With Thomas Vinterberg’s retelling of Thomas Hardy’s Far from the Madding Crowd hitting theaters today, I thought it was a good excuse to look back at an earlier adaptation that spawned some memorable poster art.
Made in 1967, John Schlesinger’s corseted rural love quadrangle was a far cry from the biting contemporary urban dramas like Billy Liar and Darling that had made his name. Schlesinger defended his decision to direct a big budget Victorian costume drama by saying “I wanted to get away from a contemporary subject. People are tiring of the flip side. Contemporary is dated,” but in ’67—the year so beautifully chronicled in Mark Harris’s Pictures at a Revolution as the year Old Hollywood ceded to the New—Far from the Madding Crowd, shot in 70mm and nearly 3 hours long, was inevitably overshadowed by the nowness of the likes of The Graduate and Bonnie and Clyde. Even Bosley Crowther, not known as a champion of envelope-pushing innovation, complained in the New York Times about the film’s “antiquated narrative form” and said that “Mr. Schlesinger has committed nothing fresh or even contemporary in the way of cinematic story-telling in this film, except for some rather handsome and slightly self-conscious photographic and editing techniques.”
But try telling any of that to Polish designer Bronislaw Zelek (b. 1935), whose poster for Schlesinger’s Hardy adaptation, above, is startlingly bold and contemporary. Dispensing with the stars’ faces (and such attractive faces they were) it could stand for Darling
as easily as for Madding Crowd
, though the plane of red clearly represents the startlingly red tunic of Terence Stamp’s swashbuckling Sergeant Troy. (If nothing else, Madding Crowd
is worth seeing again for Nic Roeg’s dazzling cinematography. In a letter to his producer
Schlesinger writes “I must say, I am looking forward to getting back to HPS* and normal wide screen though I have an inventive cameraman who does not seem frightened of being bold with colour and Panavision.”)

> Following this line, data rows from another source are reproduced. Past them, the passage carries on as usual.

PR #2125, opened 2025-05-17
feat: Making some scripts crossplatforms

Eliandro4:
Makes some scripts crossplatfrom

NewTextureRepacker, ExportAllStringsBetter, ImportAllStringsBetter, ImportASound and FindNullsInOffsetMap by removing WinForms use.

ImportMask by using ImageMagick instead of System.Drawing.

UndertaleDialogSimulator, FindObjectsinRoom, CopySound, GameOjectCopy, GameOjectCopyInternal, ImportSoundsBulk, SpriteOriginCopy and ExportSpritesAsGIF by removing unecessary "using windows_only_api" statements.

**NOTE**
I also added a method to the IScriptInterface to save files. Called "PromptSaveFile"

### DIFF
--- a/UndertaleModCli/Program.UMTLibInherited.cs
+++ b/UndertaleModCli/Program.UMTLibInherited.cs
@@ -389,6 +389,28 @@ public partial class Program : IScriptInterface
         return path;
     }
 
+    public string PromptSaveFile(string defaultExt, string filter)
+    {
+        string path;
+        do
+        {
+            Console.WriteLine("Please type a path (or drag and drop) to save the file:");
+            Console.Write("Path: ");
+            path = RemoveQuotes(Console.ReadLine());
+
+            if (Directory.Exists(path))
+            {
+                Console.WriteLine("You selected a directory");
+            }
+
+            if (string.IsNullOrWhiteSpace(Path.GetExtension(path)))
+            {
+                path += defaultExt.StartsWith(".") ? defaultExt : "." + defaultExt;
+            }
+        } while (string.IsNullOrWhiteSpace(path));
+        return path;
+    }
+
     /// <inheritdoc/>
     public string GetDecompiledText(string codeName, GlobalDecompileContext context = null, IDecompileSettings settings = null)
     {
--- a/UndertaleModLib/Scripting/IScriptInterface.cs
+++ b/UndertaleModLib/Scripting/IScriptInterface.cs
@@ -432,4 +432,12 @@ public interface IScriptInterface
     /// <param name="filter">The filters used for the file select.</param>
     /// <returns>The file selected by the user.</returns>
     string PromptLoadFile(string defaultExt, string filter);
+
+    /// <summary>
+    /// Used to prompt the user to select a location and name to save a file..
+    /// </summary>
+    /// <param name="defaultExt">The default extension that should be used when saving the file.</param>
+    /// <param name="filter">The filters used to specify the file types in the dialog.</param>
+    /// <returns>The file path specified by the user for saving.</returns>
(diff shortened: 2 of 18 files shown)


UndertaleModCli/Program.UMTLibInherited.cs
```diff
@@ -389,6 +389,24 @@ public string PromptLoadFile(string defaultExt, string filter)
...
+        string path;
+        do
+        {
+            Console.WriteLine("Please type a path (or drag and drop) to save the file:");
+            Console.Write("Path: ");
+            path = RemoveQuotes(Console.ReadLine());
+
+            if (Directory.Exists(path))
+            {
+                Console.WriteLine("You selected a directory");
```
colinator27, line 404: We should probably make this an error message (and add a `continue;` so that it doesn't let you use a directory at all).

UndertaleModTool/Scripts/Resource Repackers/ImportFontData.csx
```diff
@@ -257,13 +269,11 @@ public class Packer
         {
             string atlasName = $"{prefix}{atlasCount:000}.png";
             //1: Save images
-            Image img = CreateAtlasImage(atlas);
+            MagickImage img = CreateAtlasImage(atlas);
             //DPI fix start
-            Bitmap ResolutionFix = new Bitmap(img);
-            ResolutionFix.SetResolution(96.0F, 96.0F);
-            Image img2 = ResolutionFix;
+            img.Density = new Density(96, 96);
```
colinator27, line 274: Do we need this DPI fix anymore? Pretty sure this was due to some odd behavior of System.Windows.Drawing specifically. Has this new version of the script been tested?

UndertaleModTool/Scripts/Resource Repackers/ImportFontData.csx
```diff
@@ -433,42 +443,53 @@ public class Packer
...
+
                 if (DebugMode)
                 {
-                    string label = n.Bounds.Width.ToString() + "x" + n.Bounds.Height.ToString();
-                    SizeF labelBox = g.MeasureString(label, SystemFonts.MenuFont, new SizeF(n.Bounds.Size));
-                    RectangleF rectBounds = new Rectangle(n.Bounds.Location, new Size((int)labelBox.Width, (int)labelBox.Height));
-                    g.FillRectangle(Brushes.Black, rectBounds);
-                    g.DrawString(label, SystemFonts.MenuFont, Brushes.White, rectBounds);
+                    // Desenhar retângulo e texto com Drawables
+                    var drawables = new Drawables()
```
colinator27, line 462: Do we need this debug mode drawing anymore? Pretty sure it's not used normally, but if we want to keep it, these comments should probably be in English.

colinator27 (changes requested):
Overall, this looks really good! I just have a few questions and small things that will need corrections before being merged. Once those are done, I'll also make some formatting changes of my own, for consistency with the rest of the codebase. Thanks!

UndertaleModTool/Scripts/Resource Repackers/ImportFontData.csx
Eliandro4: Actually, no.

UndertaleModTool/Scripts/Resource Repackers/ImportFontData.csx
Eliandro4: No, it is no longer necessary.
Yes, it has been tested and works well.

UndertaleModCli/Program.UMTLibInherited.cs
Eliandro4: ok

The Czech poster, by Břetislav Šebek (1925-1998), below, is equally remarkable with its monochrome cut out of Julie Christie in flight against a red-on-red background with some kind of a feather motif. It looks like a medieval manuscript re-imagined for the French New Wave.
The US one sheet, more conventionally illustrated by Howard Terpning, tries to give the film a contemporary feel (Christie’s hair looks much more 1960s than 1860s) and saddles it with an overwrought and banal romance novel tagline.
But when the film played in 35mm “at popular prices” it got a new poster that played up Christie and Alan Bates and yet ended up looking even more Harlequin Romantic than the first one.
The UK quad, again playing up Christie, uses the US art (though Peter Finch has been notably redrawn).
And the French poster recreates the same artwork while giving Christie’s Bathsheba Everdene a more Bardot-esque devil-may-care élan.
And then there is this most unusual, bright yellow, 8 foot by 10 foot French poster by Georges Kerfeyser that dispenses with everything but the girl.
And the Romanian poster does much the same, though less colorfully.
One final piece of Madding ephemera I came across was this promotional caricature of the cast by the great Al Hirschfeld (1903-2003).
The film was re-released in the UK earlier this year with this rather lovely quad poster (again the red tunic).
And I do quite like at least one of the new posters for Vinterberg’s film which, as with Zelek’s poster, dispenses with stars’ faces in favor of a romantic clinch and that splash of red.
You can see the trailer for the 1967 film here
, and for the new film here
*HPS is perhaps a reference to High Pressure Sodium lights and to working indoors once again after months on location outdoors in Western England.